We've been watching the events unfold and have got more anxious as we've read where the trouble is spreading to!! When we were there the tension was there but it was nothing on the scale that your experiencing now!! Feel free to air your worries...problems shared are problems halved!!
*hugs*
C x
Queenie, thank you. We are curtailed but that's okay... we can't do and go where we want but that's not such a bad thing. People live with much worse conditions. Our local vicinity is mostly safe but because the PM lives close by (it's a private residence here and not a Downing Street situation) we do get some activity. When the demonstrating was down near parliament it hardly impacted us at all but now that they're based in the shopping district, it is right on our doorstep. It means I have to go to Emporium and not Siam Paragon but well... tough, huh? Get a grip Jenny! I worried today when I was shopping - I wanted to buy several bags full but I couldn't explain to the taxi which way to go home (avoiding PM's place) so instead I dashed in for my oats and blueberries (please don't judge me on the foodmiles! It's my small pleasure in life.) and then OMG, I couldn't walk home because it was past all the guns! I did taxi home and he had the sense to drive me not past the PM's place but not because I could explain it to him. Frustration is the word. Not being in command of the language, not knowing what's going on, getting information via the BBC website! It's frustrating.
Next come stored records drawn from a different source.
PR #336, opened 2016-12-10
Run test from root directory

delambo:
This adds the ability to test all of the packages from the root directory, removing the need for local packages to manage jest dependencies and scripts. ~~Since it needs to be there, we reference the jest dependency in the kyt-core package.~~ We'll still need to manage a separate jest dependency in kyt-core for user projects.

### DIFF
--- a/package.json
+++ b/package.json
@@ -32,6 +32,6 @@
   "dependencies": {
     "ps-tree": "1.1.0",
     "shelljs": "0.7.5",
-    "jest": "17.0.3"
+    "jest": "16.0.1"
   }
 }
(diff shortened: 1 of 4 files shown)


package.json
```diff
@@ -22,8 +30,8 @@
   },
   "homepage": "https://github.com/NYTimes/kyt#readme",
   "dependencies": {
-    "jest": "16.0.2",
     "ps-tree": "1.1.0",
-    "shelljs": "0.7.5"
+    "shelljs": "0.7.5",
+    "jest": "17.0.3"
```
ccpricenytimes: should we upgrade Jest to 17 in kyt-core too? There may be some breaking changes we'll want to look into. How much do we care about keeping them in sync?

delambo: Let's not right now. I think we should keep them in sync. Fixed.

PR #338, opened 2016-12-10
0.4.0 docs

ccpricenytimes:
Add any other documentation for 0.4.0 changes should go in this branch.


ccpricenytimes:
@delambo should we move the old linter style docs into their respective package dirs?

PR #341, opened 2016-12-10
Adds bootstrap scripts

delambo:
Most of us have been on the fence about using [Lerna](https://github.com/lerna/lerna) to manage our monorepo. Until we decide, I thought we could use a bootstrap script for setting up the project and managing node modules across the packages.

Notes:

1) I intentionally left out the starter kyts because I feel like less work is done there and can easily be handled manually.
2) I remove node_modules directories in the background/parallel, but chose to install the packages sequentially because the npm output gets messy.

### DIFF
--- a/scripts/bootstrap.sh
+++ b/scripts/bootstrap.sh
@@ -1,0 +1,6 @@
+#!/bin/sh
+
+source scripts/remove-modules.sh
+source scripts/install-modules.sh
+
+cd packages/kyt-cli && npm link && echo "👍  linked kyt-cli"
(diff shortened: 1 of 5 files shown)


scripts/get-packages.sh
```diff
@@ -0,0 +1,8 @@
+#!/bin/sh
+
+PACKAGES=( "" )
+ROOT=`pwd`
+
+for FILE in packages/*; do
```
ccpricenytimes: should we call this variable DIR since its getting directories?

scripts/bootstrap.sh
```diff
@@ -0,0 +1,6 @@
+#!/bin/sh
+
```
ccpricenytimes: silly, but can we add 🔥 and ✅ ? haha

PR #347, opened 2016-12-13
support user .babelrc

### LINKED ISSUE #322: RFC: respect user .babelrc
## Summary
[summary]: #summary

kyt should respect user-defined `.babelrc` files for Babel configuration, and create Babel presets (for use in starter-kyts, and as the kyt default) to encapsulate opinions. (This is a longer exploration of #250.)

A proof-of-concept branch is available [here](https://github.com/NYTimes/kyt/tree/babelrc) (note, this is a work in progress).

## Motivation
[motivation]: #motivation

This change would dramatically simplify user and starter-kyt Babel configuration, providing an easy (and canonical) way to extend default configuration.

The current mechanism for modifying Babel configuration in kyt.config's `modifyWebpackConfig` is a bit unwieldy--users have to look up the Babel loader in the list of Webpack loaders and modify its `options`. Jest also uses Babel to preprocess files, so we currently have a bit of a [hack](https://github.com/NYTimes/kyt/blob/master/utils/jest/preprocessor.js#L9-L13) in place where we construct the Webpack config in order to pull out the Babel config for Jest.

Essentially we'd go from user projects looking like this:

```js
// kyt.config.js
modifyWebpackConfig(config, options) {
  const babelLoader = config.loaders.find(loader => loader.loader === 'babel-loader')
  babelLoader.options.plugins.push(myPlugin)
  return config
}
  ```
  
to this:

```json
// .babelrc
{
  "presets": ["kyt-core"],
  "plugins": ["my-plugin"]
}
```
  
The new format has a couple of benefits:

1. it doesn't require knowledge of Webpack, or its internal structures

1. configuration is more "declarative"

1. it's canonical Babel usage; compare this with creating a kyt-specific abstraction that still requires knowledge of Babel (see Alternatives (1) and (2))

1. kyt codebase gets simpler; no longer do we have to support the hack outlined above to support Jest, for instance

## Proposed design
[design]: #proposed-design

To begin with, create separately packaged [babel presets](https://babeljs.io/docs/plugins/#creating-a-preset); we'd need one for kyt core opinions (essentially just extending [preset-latest](http://babeljs.io/docs/plugins/preset-latest/), and then we'd create additional presets per framework, each extending the kyt core preset.

kyt will specify the core Babel preset as a dependency and use it as a default for when no user `.babelrc` is found; otherwise, kyt will respect the `.babelrc` in the root of the user project. For Webpack (`kyt build`, `kyt dev`, etc.), this isn't any additional work (we'd just need to remove the line in the loader that ignores `.babelrc`); for Jest (`kyt test`), we'd need to resolve each plugin and preset relative to the user project root.

starter-kyts could then optionally include a `.babelrc` and presets (as dependencies) that get copied over during `kyt setup`.

## Drawbacks
[drawbacks]: #drawbacks

1. Overriding or disabling preset defaults is harder than with a callback interface (see Alternatives (1)). We could mostly work around this with [preset options](https://babeljs.io/docs/plugins/#pluginpresets-options), but we'd have to manage those options closely to avoid sprawl. In practice this might not be too terrible.

1. Users would have to manage more dependencies: they would have to bump Babel preset versions in addition to kyt. However, the presets and kyt core would likely be fairly decoupled.

1. There's no way to distinguish between server and client code in a `.babelrc`, so development tools like React Hot Loader (which we don't want on the server) will still have to be injected into the options for the Babel loader via Webpack configuration

## Alternatives
[alternatives]: #alternatives

1. Provide a callback interface in `kyt.config.js`, `modifyBabelConfig`, which allows users to make whatever modifications they'd like to the base configuration, returning the new config for use in the Webpack loader and in the Jest preprocessor. See #134.

1. Abstract away Babel configuration entirely. This doesn't seem like a viable option--teams might need to, for example, add an application-specific [Babel plugin for Relay queries](https://facebook.github.io/relay/docs/guides-babel-plugin.html), or support various early-stage syntax. We'd either end up reimplementing a `.babelrc`-like format to define additional plugins and presets, or handicapping users, neither of which is desirable.

jaredmcdonald:
fixes #322


packages/kyt-core/config/webpack.base.js
```diff
@@ -5,75 +5,104 @@
...
-module.exports = options => ({
-  node: {
-    __dirname: true,
-    __filename: true,
-  },
+module.exports = (options) => {
+  const hasBabelrc = shell.test('-f', userBabelrcPath);
+  if (!hasBabelrc) {
+    logger.warn('No user .babelrc found. Using kyt default babel preset...');
+  }
```
ccpricenytimes: Just checking these are the only changes you made in this file yah? The rest of the diff just looks like spacing

packages/babel-presets/babel-preset-kyt-core/.eslintrc.json
```diff
@@ -0,0 +1,5 @@
+{
+  "rules": {
+    "no-var": 0
```
tizmagik: How come?

packages/kyt-cli/cli/actions/setup.js
```diff
@@ -282,6 +283,17 @@ module.exports = (flags, args) => {
     logger.task('Created .editorconfig file');
   };
 
+  const createBabelrc = () => {
+    // back up existing .babelrc, if it exists
+    if (shell.test('-f', userBabelrcPath)) {
+      const mvTo = path.join(userRootPath, `.babelrc-${date}.bak`);
```
tizmagik: Maybe append a time stamp so there's no collisions

packages/kyt-core/utils/jest/preprocessor.js
```diff
@@ -1,17 +1,57 @@
...
+ * @param  {String} prefix One of either 'babel-plugin' or 'babel-preset'
+ * @param  {String} dep    The dependency
+ * @return {String}        The normalized dependency
+ */
+const normalizeDep = (prefix, dep) => {
+  let resolved;
+  if (dep.indexOf('babel') !== 0) {
+    try {
+      resolved = resolve.sync(`${prefix}-${dep}`, { basedir: userRootPath });
+    } catch (e) { /* eslint-disable no-empty */ }
```
tizmagik: What does this error case mean?

packages/babel-presets/babel-preset-kyt-core/.eslintrc.json
delambo: I'm also curious of the argument for using < ES2015 in the presets.

packages/kyt-core/config/webpack.base.js
jaredmcdonald: yeah, I had to indent everything because it just immediately returned an object before

packages/babel-presets/babel-preset-kyt-core/.eslintrc.json
jaredmcdonald: maybe this is naive but I figured there's nothing about these presets that really requires them to be used inside kyt, so might as well make them es5 compatible

packages/kyt-core/utils/jest/preprocessor.js
jaredmcdonald: `resolve.sync` throws if you try to resolve something that doesn't exist. maybe we should log the error?

packages/kyt-cli/cli/actions/setup.js
jaredmcdonald: `date` is set to `Date.now()` above so I think we should be ok here?

tizmagik: Oh sorry missed the `date` bit, yeap perfect 👍

jaredmcdonald:
@ccpricenytimes agreed that this needs docs--should I do it here, or in the 0.4.0 docs branch?

packages/kyt-core/utils/jest/preprocessor.js
tizmagik: I think so right? Because this would be an exceptional case (where there's a babel plugin referenced that doesn't exist so it should fail loudly, I think.

packages/babel-presets/babel-preset-kyt-core/.eslintrc.json
jaredmcdonald: FWIW these `.eslintrc.json`s aren't even honored right now since the root package's `lint` ignores them (to work around needing to get the eslint config cascade working)

packages/kyt-core/utils/jest/preprocessor.js
jaredmcdonald: @tizmagik added a commit to be noisier about this, f6ad967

Susie, I know, I was shocked seeing the motorbikes but you should see the embassy too. They aren't using the Ploen Chit entrance and the reds are so close.
Carol, it's totally different now. When they were down in the old town - what did it curb? Going to chinatown? Taking guests to the Grand Palace. Now it's all around us; right on top and the potential danger for being in the wrong place at the wrong time is HUGE.
Still, there we go. We're here and exams must be sat.
It all sounds very frightenting. I'll be thinking of you and yours and as Carol said, do feel free to air your worries, anytime.x
Please stay safe. It sounds crazy there and I can imagine it must be quite a tense situation for you. Thinking of you.
Scary, a little funny, but mostly scary. I guess I'm naive, but although I've always known about all the unrest in your part of the world, I always thought Thailand was sane and safe. Not true? Do continue to take care of you and yours, please. xo
Good to hear from you - have been fretting on your behalf. Stay safe.
Debs, thank you.
Talli, thank you. It's odd: a sort of ongoing worry. Not always at the forefront of my mind but always here.
Sue, I think mostly they are. Their 'way' is to put others first, seeking out the middle way; however, I imagine that can lead to some pent up feelings...
Chris, thank you. Mostly it's easy to stay away... apart from my stumbling into the middle of it yesterday!
JJ - every new cast you and yours have been in my thoughts. You are handling it beautifully from the sound of it.
Hopefully you turn all this emotion into your writing.